(Saved entries)
Issue #1331, opened 2025-03-03
[feature request] capture reasoning and cache tokens for cost analysis


mikeldking:
caching tokens and reasoning tokens can affect billing and cost analysis. We should capture these across

- OpenAI
- Claude
- Groq
- Bedrock
- Gemini

mikeldking:
heads up @caroger these tokens don't come back from openai streaming unless specifically flagged.

caroger:
OpenAI
Anthropic 
Langchain
Llamaindex
Caching and Audio

guillaumefrd:
Any update on this for Gemini cache tokens?

Shailendra005:
While auditing per-instrumentor token-detail handling for this issue, I found a correctness bug in the **LiteLLM** instrumentor's `_set_token_counts_from_usage`:

In `python/instrumentation/openinference-instrumentation-litellm/src/openinference/instrumentation/litellm/__init__.py` (~L841-845), `completion_tokens_details.text_tokens` — a raw token **count** — is written to `SpanAttributes.LLM_COST_COMPLETION_DETAILS_OUTPUT`, which the semantic conventions define as *"Total cost of output tokens in USD"* (`openinference-semantic-conventions/.../trace/__init__.py` L160-165). So a token count is emitted as a dollar amount and corrupts cost rollups.

Related, at ~L821-825, `prompt_tokens_details.text_tokens` is written to `LLM_TOKEN_COUNT_PROMPT_DETAILS_CACHE_INPUT` ("cached input tokens"), but the cached count is already emitted correctly from `cached_tokens` (→ `CACHE_READ`, L810-813). `text_tokens` is not a cached count.

There is no semconv key for "text tokens" in either the completion-detail or prompt-detail token-count families (only `audio`/`reasoning` and `audio`/`cache_*` respectively), so the correct fix is to drop both mappings rather than invent a key. This matches the OpenAI instrumentor precedent (`openai/_response_attributes_extractor.py` L240-259), which maps only `cached_tokens→CACHE_READ`, `audio_tokens→AUDIO`, and `reasoning_tokens→REASONING`.

I've opened #3549 with a small fix + regression test. Happy to adjust per your preference.

PR #3549, opened 2026-08-12
fix(litellm): do not report token counts as USD cost

Shailendra005:
## What changed

Removed two mismappings in `_set_token_counts_from_usage` (LiteLLM instrumentor):

- `completion_tokens_details.text_tokens` was written to `LLM_COST_COMPLETION_DETAILS_OUTPUT` — a semconv attribute defined as *cost in USD*. A raw token count was being emitted as a dollar amount.
- `prompt_tokens_details.text_tokens` was written to `LLM_TOKEN_COUNT_PROMPT_DETAILS_CACHE_INPUT` (cached input tokens); the cached count is already emitted from `cached_tokens`, and `text_tokens` is not a cached count.

## Why

`text_tokens` is a count, and there is no semconv key for output/prompt "text tokens" (completion-detail counts: `audio`, `reasoning`; prompt-detail counts: `audio`, `cache_*`). So the correct fix is to drop the mappings rather than invent a key. This aligns LiteLLM with the OpenAI instrumentor, which maps only `cached_tokens→CACHE_READ`, `audio_tokens→AUDIO`, `reasoning_tokens→REASONING`. Real cost handling (`response_cost`/`cost` → `LLM_COST_TOTAL`) is untouched.

## Span impact

Removes two attributes that were being populated incorrectly (`llm.cost.completion_details.output` and `llm.token_count.prompt_details.cache_input` when sourced from `text_tokens`). No new attributes added, so no trace screenshot applies.

## Tests

Adds `test_text_tokens_are_not_reported_as_cost_or_cache`, which fails on `main` and passes with this change; existing token-count tests still pass. `ruff` + `mypy` clean.

Relates to #1331.


Shailendra005:

python/instrumentation/openinference-instrumentation-litellm/tests/test_token_counts.py
```diff
@@ -121,6 +127,51 @@ def test_anthropic(
...
 
+def test_text_tokens_are_not_reported_as_cost_or_cache() -> None:
+    """Regression test for a token-count vs. USD-cost mismap.
+
+    ``completion_tokens_details.text_tokens`` and ``prompt_tokens_details.text_tokens``
+    are raw token *counts*. They must never be written to a cost attribute
+    (``llm.cost.*``, defined by the semantic conventions as USD amounts) nor to the
+    cache-input token-count key (which represents cached tokens, not text tokens).
+    """
+    exporter = InMemorySpanExporter()
```
mikeldking, line 138: nit: `tests/conftest.py` already provides `tracer_provider` and `in_memory_span_exporter` fixtures, and the autouse `instrument` fixture in this module wires them up. You could take `tracer_provider: TracerProvider, in_memory_span_exporter: InMemorySpanExporter` as parameters and call `tracer_provider.get_tracer(__name__)` instead of building a second SDK provider here. That would also let the `SDKTracerProvider` / `SimpleSpanProcessor` imports go away. Fine to leave as is.

mikeldking (approved):
Thanks for this. Confirmed the mismap is still present on `main`: `prompt_tokens_details.text_tokens` was landing on `llm.token_count.prompt_details.cache_input` and `completion_tokens_details.text_tokens` on `llm.cost.completion_details.output`, which is a USD attribute. Neither has a semconv home as a token count, and the OpenAI instrumentor does not emit `text_tokens` either, so dropping both mappings is the right call.

I rebased the branch onto current `main` (no conflicts) and pushed it back to your fork so CI runs against the new base. Locally `tox run -e ruff-mypy-test-litellm` is green (118 passed) and the new regression test fails without the source change.

One small nit inline on the test; not blocking.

▶ **Your instructions**
Please filter the data down to the lines containing the word "maps".

▶ **Output for this exercise**
There is no semconv key for "text tokens" in either the completion-detail or prompt-detail token-count families (only `audio`/`reasoning` and `audio`/`cache_*` respectively), so the correct fix is to drop both mappings rather than invent a key. This matches the OpenAI instrumentor precedent (`openai/_response_attributes_extractor.py` L240-259), which maps only `cached_tokens→CACHE_READ`, `audio_tokens→AUDIO`, and `reasoning_tokens→REASONING`.
`text_tokens` is a count, and there is no semconv key for output/prompt "text tokens" (completion-detail counts: `audio`, `reasoning`; prompt-detail counts: `audio`, `cache_*`). So the correct fix is to drop the mappings rather than invent a key. This aligns LiteLLM with the OpenAI instrumentor, which maps only `cached_tokens→CACHE_READ`, `audio_tokens→AUDIO`, `reasoning_tokens→REASONING`. Real cost handling (`response_cost`/`cost` → `LLM_COST_TOTAL`) is untouched.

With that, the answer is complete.